[Material supplied]:
PR #537, opened 2025-04-04
refactor(reader.rs): add a LevelGet struct that filter max_seq in get() and tests with expire_ts handling

flaneur2020:
`get()` and `scan()` runs different code path. besides adding `max_seq` for `scan()` in #536, it's also needed to have the `max_seq` filter in `get()`.

(we can consider add some proptest that checks that `get()` should always return the exactly the same result as `scan().next_entry()` in the next change)

this pr still needs some test cases.

this pr is also related with #489.

### DIFF
--- a/src/filter_iterator.rs
+++ b/src/filter_iterator.rs
@@ -5,31 +5,6 @@ use crate::types::RowEntry;
 use crate::utils::is_not_expired;
 use crate::SlateDBError;
 
-pub(crate) struct FilterIteratorPredicateBuilder {
-    ttl_now: Option<i64>,
-    max_seq: Option<u64>,
-}
-
-impl FilterIteratorPredicateBuilder {
-    pub(crate) fn new(ttl_now: Option<i64>, max_seq: Option<u64>) -> Self {
-        Self { ttl_now, max_seq }
-    }
-
-    pub(crate) fn build(self) -> Box<dyn Fn(&RowEntry) -> bool + Send + Sync> {
-        Box::new(move |entry: &RowEntry| {
-            let not_expired = self
-                .ttl_now
-                .map(|ttl_now| is_not_expired(entry, ttl_now))
-                .unwrap_or(true);
-            let seq_ok = self
-                .max_seq
-                .map(|max_seq| entry.seq <= max_seq)
-                .unwrap_or(true);
-            not_expired && seq_ok
-        })
-    }
-}
-
 pub(crate) struct FilterIterator<T: KeyValueIterator> {
     iterator: T,
     predicate: Arc<dyn Fn(&RowEntry) -> bool + Send + Sync>,
@@ -43,6 +18,21 @@ impl<T: KeyValueIterator> FilterIterator<T> {
         Self {
             predicate,
             iterator,
+        }
+    }
+
+    pub(crate) fn new_with_ttl_now(iterator: T, ttl_now: i64) -> Self {
+        let predicate = Arc::new(move |entry: &RowEntry| is_not_expired(entry, ttl_now));
+        Self::new(iterator, predicate)
+    }
+
+    pub(crate) fn new_with_max_seq(iterator: T, max_seq: Option<u64>) -> Self {
+        match max_seq {
+            Some(max_seq) => {
+                let predicate = Arc::new(move |entry: &RowEntry| entry.seq <= max_seq);
+                Self::new(iterator, predicate)
+            }
+            None => Self::new(iterator, Arc::new(|_| true)),
         }
     }
 }
@@ -115,9 +105,7 @@ mod tests {
             .with_entry(b"c", b"val3", 10)
             .with_entry(b"d", b"val4", 8);
 
-        let now = 1000;
-        let predicate = FilterIteratorPredicateBuilder::new(Some(now), Some(9)).build();
-        let mut filter_iter = FilterIterator::new(iter, Arc::new(predicate));
+        let mut filter_iter = FilterIterator::new_with_max_seq(iter, Some(9));
 
         assert_iterator(
             &mut filter_iter,
--- a/src/filter_iterator.rs
+++ b/src/filter_iterator.rs
@@ -1,5 +1,3 @@
-use std::sync::Arc;
-
 use crate::iter::KeyValueIterator;
 use crate::types::RowEntry;
 use crate::utils::is_not_expired;
@@ -7,13 +5,13 @@ use crate::SlateDBError;
 
 pub(crate) struct FilterIterator<T: KeyValueIterator> {
     iterator: T,
-    predicate: Arc<dyn Fn(&RowEntry) -> bool + Send + Sync>,
+    predicate: Box<dyn Fn(&RowEntry) -> bool + Send + Sync>,
 }
 
 impl<T: KeyValueIterator> FilterIterator<T> {
     pub(crate) fn new(
         iterator: T,
-        predicate: Arc<dyn Fn(&RowEntry) -> bool + Send + Sync>,
+        predicate: Box<dyn Fn(&RowEntry) -> bool + Send + Sync>,
     ) -> Self {
         Self {
             predicate,
@@ -21,18 +19,19 @@ impl<T: KeyValueIterator> FilterIterator<T> {
         }
     }
 
+    #[allow(unused)]
     pub(crate) fn new_with_ttl_now(iterator: T, ttl_now: i64) -> Self {
-        let predicate = Arc::new(move |entry: &RowEntry| is_not_expired(entry, ttl_now));
+        let predicate = Box::new(move |entry: &RowEntry| is_not_expired(entry, ttl_now));
         Self::new(iterator, predicate)
     }
 
     pub(crate) fn new_with_max_seq(iterator: T, max_seq: Option<u64>) -> Self {
         match max_seq {
             Some(max_seq) => {
-                let predicate = Arc::new(move |entry: &RowEntry| entry.seq <= max_seq);
+                let predicate = Box::new(move |entry: &RowEntry| entry.seq <= max_seq);
                 Self::new(iterator, predicate)
             }
-            None => Self::new(iterator, Arc::new(|_| true)),
+            None => Self::new(iterator, Box::new(|_| true)),
         }
     }
 }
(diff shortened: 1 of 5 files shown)


src/filter_iterator.rs
```diff
@@ -1,25 +1,50 @@
...
 use crate::utils::is_not_expired;
 use crate::SlateDBError;
 
+pub(crate) struct FilterIteratorPredicateBuilder {
+    ttl_now: Option<i64>,
+    max_seq: Option<u64>,
+}
+
+impl FilterIteratorPredicateBuilder {
+    pub(crate) fn new(ttl_now: Option<i64>, max_seq: Option<u64>) -> Self {
```
criccomini, line 14: Very nitty, but wdyt about `set_ttl` and `set_max_seq` to make it more builder-like?

criccomini (approved):
LGTM.. @ableegoldman want to take a look? Touches the TTL filter stuff a bit. Nothing dangerous to me, though.

ableegoldman (commented):
Changes LGTM

On a slightly related note, though, I was wondering if there's actually a bug in the original ttl logic for get? We wrap the SstIterator in the ttl-based FilterIterator for the l0 search and if that returns `None` then we try to find it in the compacted files by wrapping the SortedRunIterator. The problem is we can't distinguish a `None` result due to an l0 record that expired on ttl from one that indicates the key wasn't found at all in the l0 level. In the latter case it makes sense to move on to check the compacted files, which is what we do, but if it's the former case we should actually just return `None` right away because the more recent write with the now-expired ttl should override the previous one even if that had a longer ttl.

So essentially we'd need some way to indicate this difference in the FilterIterator's results. Alternatively, we could just drop the FilterIterator approach to ttl entirely and check the expiration time on what the iterator returns.

I'm planning to do a fix for this myself, just need to think about what makes sense in the context of the other PR to implement expiration for `scan`. Anyways I'm bringing it up now in case this also affects the way we filter on max_seq and/or how we want to design the FilterIterator

flaneur2020:
> On a slightly related note, though, I was wondering if there's actually a bug in the original ttl logic for get? We wrap the SstIterator in the ttl-based FilterIterator for the l0 search and if that returns `None` then we try to find it in the compacted files by wrapping the SortedRunIterator. The problem is we can't distinguish a `None` result due to an l0 record that expired on ttl from one that indicates the key wasn't found at all in the l0 level. In the latter case it makes sense to move on to check the compacted files, which is what we do, but if it's the former case we should actually just return `None` right away because the more recent write with the now-expired ttl should override the previous one even if that had a longer ttl.

oh, i am afraid that i also agree on this.

yes, this FilterIterator might better to wrapped outside of the result instead of wrapping the children iterators, or it will risk as what you described 😲.

flaneur2020:
> I'm planning to do a fix for this myself, just need to think about what makes sense in the context of the other PR to implement expiration for scan. Anyways I'm bringing it up now in case this also affects the way we filter on max_seq and/or how we want to design the FilterIterator

i am a bit confused on this in the `scan()` side, i did not found the TTL filtering logic in the `scan()` counterparty at the moment, is it not implemented yet?

src/filter_iterator.rs
flaneur2020: with @ableegoldman 's suggestion, i am afraid it might not worth to introduce this preciate builder here.. `max_seq` is filtered in the source iterators, while `ttl` is better to be filtered in the final result.

let me think another style over these preciates.

flaneur2020: removed this builder in 3be774f

flaneur2020:
@ableegoldman @criccomini appended a fix over the expiration handling, please take another look :pray:

to make it easier to test, i added a struct `LevelGet` which wraps the `get()` related codes inside it, with a mockable `getters`, like this:

```rust
    async fn get(&'a self) -> Result<Option<Bytes>, SlateDBError> {
        let getters: Vec<BoxFuture<'a, Result<Option<RowEntry>, SlateDBError>>> = vec![
            Box::pin(self.get_memtable()),
            Box::pin(self.get_l0()),
            Box::pin(self.get_compacted()),
        ];

        self.get_inner(getters).await
    }
```

ableegoldman:
> would you mind letting me try a fix in this PR?
go for it 🙂 

> i am a bit confused on this in the scan() side, i did not found the TTL filtering logic in the scan() counterparty at the moment, is it not implemented yet?

correct, I opened a PR for it but it's not merged yet. Just need to think a bit about how(or if) to use the FilterIterator and how we want to define the semantics for merge with ttl. Didn't have time to finish this up but will probably do so sometime this week. So don't worry about scan in this PR, I'll just follow up with the scan PR after this is merged

src/reader.rs
```diff
@@ -204,21 +146,152 @@ impl Reader {
...
         DbIterator::new(range.clone(), mem_iter, l0_iters, sr_iters).await
     }
+}
 
-    fn unwrap_value_if_not_expired(entry: &RowEntry, now_ttl: i64) -> Option<Bytes> {
-        if is_not_expired(entry, now_ttl) {
-            entry.value.as_bytes()
-        } else {
-            None
+struct LevelGet<'a> {
```
ableegoldman, line 151: why wrap this up in a struct vs standalone methods?

src/reader.rs
```diff
@@ -204,21 +146,152 @@ impl Reader {
...
+
+    async fn get_inner(
+        &'a self,
+        getters: Vec<BoxFuture<'a, Result<Option<RowEntry>, SlateDBError>>>,
+    ) -> Result<Option<Bytes>, SlateDBError> {
+        for getter in getters {
+            let result = match getter.await? {
+                Some(result) => result,
+                None => continue,
+            };
```
ableegoldman, line 181: nit: I like that you broke up the memtable/l0/compacted searches into separate functions, but I feel that sticking them in a vector and iterating like this is a bit unnecessarily convoluted. Would be more clear and less susceptible to accidental reordering if we just call each function directly in #get (and then extract the `is_tombstone || is_expired` check into a helper function to handle the results of these `get_memtable/l0/compacted` calls)

src/filter_iterator.rs
```diff
@@ -5,20 +5,34 @@ use crate::SlateDBError;
...
             predicate,
             iterator,
         }
     }
 
-    pub(crate) fn wrap_ttl_filter_iterator(iterator: T, now: i64) -> Self {
-        let filter_entry = move |entry: &RowEntry| is_not_expired(entry, now);
-        Self::new(iterator, Box::new(filter_entry))
+    #[allow(unused)]
+    pub(crate) fn new_with_ttl_now(iterator: T, ttl_now: i64) -> Self {
```
ableegoldman, line 23: if you want to just remove this for now since it's unused that's ok with me, since I can just add it back if/when I need it for the #scan ttl expiration PR. But it shouldn't be too long until then so it also seems fine leaving it here for now, your call 🤷‍♀️

src/reader.rs
```diff
@@ -276,4 +349,211 @@ impl Reader {
...
+                Bytes::from_static(b"key"),
+                ValueDeletable::Value(Bytes::from_static(b"v2")),
+                9,
+                Some(10000 - 5000),
+                None, // no expiration
+            )), // not expired
+        ],
+        expected: None,
+    })]
+    #[case(LevelGetExpireTestCase {
```
ableegoldman, line 494: this is an exact copy of the test case above it I think?

src/reader.rs
ableegoldman: Ah I take it this was to make it easy to mock and write test cases? I guess  instead of hardcoding the three `get_xyz` calls maybe you could just pass them in as in individual parameters, eg instead of `getters: Vec<BoxFuture<'a, Result<Option<RowEntry>, SlateDBError>>>,` it would be 

```
memtable: BoxFuture<'a, Result<Option<RowEntry>, SlateDBError>>
l0: BoxFuture<'a, Result<Option<RowEntry>, SlateDBError>>
compacted: BoxFuture<'a, Result<Option<RowEntry>, SlateDBError>>
```
Just feel this improves readability somewhat and helps ensure these get called in the right ordering. But if you prefer the Vec approach I won't insist on these changes 🙂

src/reader.rs
flaneur2020: a struct may help expose mockable fields, and it follows a single responsibility. it can focus on the dependencies that `get()` is interested in, may help making tests around it easier.

src/reader.rs
flaneur2020: thank you for your feedback. yes, the intention is to make it easier to mock and to validate the logic on leveled get(). i hope to treat this leveled `get()` as general logic which accesses the levels one by one, making it testable.

if I remove the `Vec` here, I would have to place the code repeatedly, as seen in: https://github.com/slatedb/slatedb/pull/537/files/892d7e4dfc15ca55064e3657e2870f7555823826#diff-267c9f4da66412a9f439ac08d224356fe24265b5e1cebb6c44c2d55b96414513R184. to reduce duplication, I'm afraid it would still require some sort of Vec or Iterator.

by now, i think having a table driven tests is also considered as prioritized. so i hope to keep this `get_inner()` with a `getters` Vec parameter.

src/reader.rs
flaneur2020: oh, there's a nit difference: this test case does not started with a `None` as the first element.

src/reader.rs
```diff
@@ -276,4 +349,211 @@ impl Reader {
...
+        entries: vec![
+            None,
+            Some(RowEntry::new(
+                Bytes::from_static(b"key"),
+                ValueDeletable::Value(Bytes::from_static(b"v1")),
+                9,
+                Some(10000 - 5000),
+                Some(10000 + 4000), // not expired
+            )), // tombstone
```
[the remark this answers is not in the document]
flaneur2020: :+1: fixed in 0a7c1a2

src/filter_iterator.rs
flaneur2020: i feel this method will be useful in the next change, so i think this `#[allow[unused]]` will not last long 😲

criccomini (commented):
I took a look at this. Everything seems reasonable to me. Like @ableegoldman, I also find the Vec approach a little odd (vs. calling the methods sequentially as she proposed). But I don't feel super strongly about it.

I think the main thing to work out now is how this PR relates to #540. I noticed in that PR that @baobaomaomeng duplicates and tweaks a lot of logic from the get_with_options method. I wonder if we can merge this PR, then change @baobaomaomeng's PR to update the LevelGet to work with an iterator of keys instead of just one key. I feel like that might be the best of both worlds. WDYT?

src/reader.rs
ableegoldman: sounds good

src/reader.rs
ableegoldman: ah, subtle. thanks 👍

ableegoldman (approved):
LGTM

criccomini (approved):
:shipit:

PR #538, opened 2025-04-06
make StoreProvider Send+Sync

rodesai:
StoreProvider needs to be Send+Sync for the future returned by DbReader::open to be Send. Without this you can't use DbReader from something that impls a trait using async_trait

### DIFF
--- a/src/store_provider.rs
+++ b/src/store_provider.rs
@@ -6,7 +6,7 @@ use object_store::path::Path;
 use object_store::ObjectStore;
 use std::sync::Arc;
 
-pub(crate) trait StoreProvider {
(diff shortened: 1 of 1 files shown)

[Your assignment]:
Up to and including the line with "runs different code", transcribe the entries above exactly, starting from their first line.

[Reply to the exercise]:
PR #537, opened 2025-04-04
refactor(reader.rs): add a LevelGet struct that filter max_seq in get() and tests with expire_ts handling

flaneur2020:
`get()` and `scan()` runs different code path. besides adding `max_seq` for `scan()` in #536, it's also needed to have the `max_seq` filter in `get()`.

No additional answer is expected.